Internasional
Militan Sahel di Mali Bertarung Habis-habisan, ISIS dan Al-Qaeda Targetkan Sebagai Markas Baru
Militan Sahel memberi perlawanan habis-habisan terhadap serangan pasukan multinasional pimpinan Prancis.
SERAMBINEWS.COM, BAMAKO- Militan Sahel di Mali memberi perlawanan habis-habisan terhadap serangan pasukan multinasional pimpinan Prancis.
Upaya pasukan multinasional mencegah pengambilalihan oleh ekstremis di bagian Afrika yang dikenal sebagai Sahel menghadapi tantangan berat.
Mali, di mana sekitar 400 tentara Inggris saat ini dikerahkan, baru saja mengalami kudeta kedua dalam sembilan bulan, yang secara luas dikecam oleh para pemimpin regional.

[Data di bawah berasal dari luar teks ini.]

PR #744, opened 2019-10-18
EID-1733: warn instead of error on choose a country (non-eIDAS)

galund:
We expect this error only to occur if the user goes to the country controller by mistake, by manually entering the URI, or by having multiple Verify sessions running at the same time (ie from different transaction one of which does not support eIDAS).

> Not sure if we want to land this – see discussion on ticket.

https://govukverify.atlassian.net/browse/EID-1733

### DIFF
--- a/app/controllers/partials/eidas_validation_partial_controller.rb
+++ b/app/controllers/partials/eidas_validation_partial_controller.rb
@@ -2,7 +2,7 @@ module EidasValidationPartialController
   def ensure_session_eidas_supported
     txn_supports_eidas = session[:transaction_supports_eidas]
     unless txn_supports_eidas
-      something_went_wrong('Transaction does not support Eidas', :forbidden)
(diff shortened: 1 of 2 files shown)


CharlesIC:
Thanks for the detailed info in the story. I think that, as you said, this is due to a user action that we cannot recover from or prevent, it's okay to warn instead of error. We _could_ consider redirecting to the IDP picker page, however, if they' get to the `choose_a_country_page` for a transaction that doesn't support eIDAS. That may be a better way of recovering from this than an error page. @jakubmiarka what do you think?

jakubmiarka:
Probably question for UX/service design. Where to redirect them. The user would have a session, so we should be able to redirect them to the /start page or IDP sign-in ... personal preference would be /start since we don't know whether the user has an account or not, but 🤷‍♂

galund:
Let's do https://github.com/alphagov/verify-frontend/pull/745 instead.

PR #745, opened 2019-10-21
ZD-3731900 When your service doesn't support eIDAS but the user think…

JohnWattsGDS:
…s it should

This addresses two problems.

The first is that if a user replaces /start with /redirect-to-country on a service that doesn't support eIDAS the front end logs an error and Sentry starts showing red things.  This isn't really an error in the sense of something that is going wrong because our code isn't handling a particular set of circumstances well so should only be logged as a warning.  In the course of investigating
this, @bjgill discovered that the test that tests this was passing even though it was failing (the second problem being addressed).  The reason for this was that a specific session id was being set in the test but because the session id didn't match what had been set-up, the something went wrong page was being displayed - this was the page that was expected so the test passed anyway.  Deleting the line that sets the session id leaves the test to fail for the right reason - which was verified with the use of a temporary custom error page that could only be rendered from the place it was expected.  The temporary error page doesn't feature in this PR.

This incorporates the changes from EID-1733 which tests the controller directly whereas the feature test tests a user typing a URL in.

### DIFF
--- a/app/controllers/partials/eidas_validation_partial_controller.rb
+++ b/app/controllers/partials/eidas_validation_partial_controller.rb
@@ -2,7 +2,7 @@ module EidasValidationPartialController
   def ensure_session_eidas_supported
     txn_supports_eidas = session[:transaction_supports_eidas]
     unless txn_supports_eidas
-      something_went_wrong('Transaction does not support Eidas', :forbidden)
+      something_went_wrong_warn('Transaction does not support Eidas', :forbidden)
     end
   end
 end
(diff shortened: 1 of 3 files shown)


jakubmiarka:
is it a duplicate of https://github.com/alphagov/verify-frontend/pull/744?

JohnWattsGDS:
Pretty much @jakubmiarka - but if nobody updates their JIRA tickets, how am I supposed to know it's already been done? £$%&* ...

CharlesIC:
EID-1733 is updated with good detail but I assumed this story was a different (but related bug). Fine, we'll decide tomorrow how to handle this.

Presiden Prancis Emmanuel Macron telah mengancam akan menarik 5.100 tentara Prancis di sana, seperti dilansir BBCNews, Jumat (3/6/2021).

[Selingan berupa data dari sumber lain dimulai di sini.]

PR #761, opened 2019-11-29
HUH-234 and HUH-233: Short Hub ABC test

instantiator:
Variant C is mostly implemented, and ready for critique...

Please bear in mind the following:
- The new flow is now in place, with checkboxes.
- The other ways text is drawn from `stub-rp` and it's rubbish.
- The logic maps the 2 test IDPs to `stub-idp-one` and `stub-idp-three` in alphabetical order.

There's a [separate PR](https://github.com/alphagov/verify-frontend-federation-config/pull/142) for the following, which should land first:
- duplicate the `stub` configuration into `verify-frontend-federation-config`.

To follow in future tickets:
- tracking (and any virtual pages), Welsh (or stubbed Welsh).


app/views/select_documents_variant_c/index.html.erb
```diff
@@ -0,0 +1,44 @@
+<%= page_title 'hub_variant_c.select_documents.title' %>
+<% content_for :feedback_source, 'SELECT_DOCUMENTS_PAGE' %>
+
+<div class="grid-row">
+  <div class="column-two-thirds">
+    <%= form_for @form, url: select_documents_submit_path, html: {id: 'validate-select-documents', class: 'select-documents-form', novalidate: 'novalidate', 'data-msg': t('hub_variant_c.select_documents.errors.no_selection')} do |f| %>
+       <%= content_tag :div, class: form_question_class do %>
+        <fieldset>
+          <legend>
+            <h1 class="govuk-fieldset__heading heading-large" style="margin-top: 0;"><%= t 'hub_variant_c.select_documents.heading' %></h1>
```
jakubmiarka: `govuk-fieldset__heading` is again from the design system... the inline styles 😱

app/views/select_documents_variant_c/index.html.erb
```diff
@@ -0,0 +1,44 @@
+<%= page_title 'hub_variant_c.select_documents.title' %>
+<% content_for :feedback_source, 'SELECT_DOCUMENTS_PAGE' %>
+
+<div class="grid-row">
+  <div class="column-two-thirds">
+    <%= form_for @form, url: select_documents_submit_path, html: {id: 'validate-select-documents', class: 'select-documents-form', novalidate: 'novalidate', 'data-msg': t('hub_variant_c.select_documents.errors.no_selection')} do |f| %>
+       <%= content_tag :div, class: form_question_class do %>
+        <fieldset>
```
jakubmiarka: not sure the heading should be part of the fieldset, it diverges from the rest of the views

config/main_routes.rb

Jika para pemimpin kudeta membuat kesepakatan dengan gerilyawan Islam yang sama yang sedang diperangi oleh pasukan itu.
Lebih jauh ke utara, Spanyol telah menarik diri dari latihan perang multinasional yang dipimpin AS yang dijuluki Singa Afrika karena perselisihan dengan Maroko.
Hal itu penting untuk Afrika Barat dan kawasan, tetapi juga bisa berdampak buruk bagi bagian lain dunia.
Bagian Afrika ini, Sahel, merupakan rute transit bagi sejumlah besar migran yang menuju ke utara menuju Eropa.
Juga rute transit utama untuk obat-obatan terlarang, senjata dan jihadis.
Pada Januari 2021, ditemukan sebuah kendaraan berisi sekelompok laki-laki migran, terutama dari Niger dan Nigeria, duduk di belakang mobil pikap.
Mereka selama perjalanan melintasi penutup Air, Niger utara, menuju Pos perbatasan Libya di Gatrone.
Beberapa mengharapkan peningkatan arus migran melakukan perjalanan berbahaya ke utara dari tempat-tempat seperti Niger.
Baik kelompok Negara Islam atau ISISI maupun saingannya Al-Qaeda telah mengambil keputusan strategis.
Untuk menjadikan Afrika sebagai prioritas baru mereka setelah mengalami kemunduran di Timur Tengah.
Baca juga: Lakukan Kudeta, Wakil Presiden Transisi Mali Gulingkan Presiden dan Perdana Menteri
Jika kekacauan, ekstremisme kekerasan dan ketidakamanan menjadi norma di negara-negara Sahel seperti Mali, maka mungkin akan muncul dua hal.
Pertama, basis geografis baru dari mana para jihadis dapat merencanakan serangan di seluruh dunia.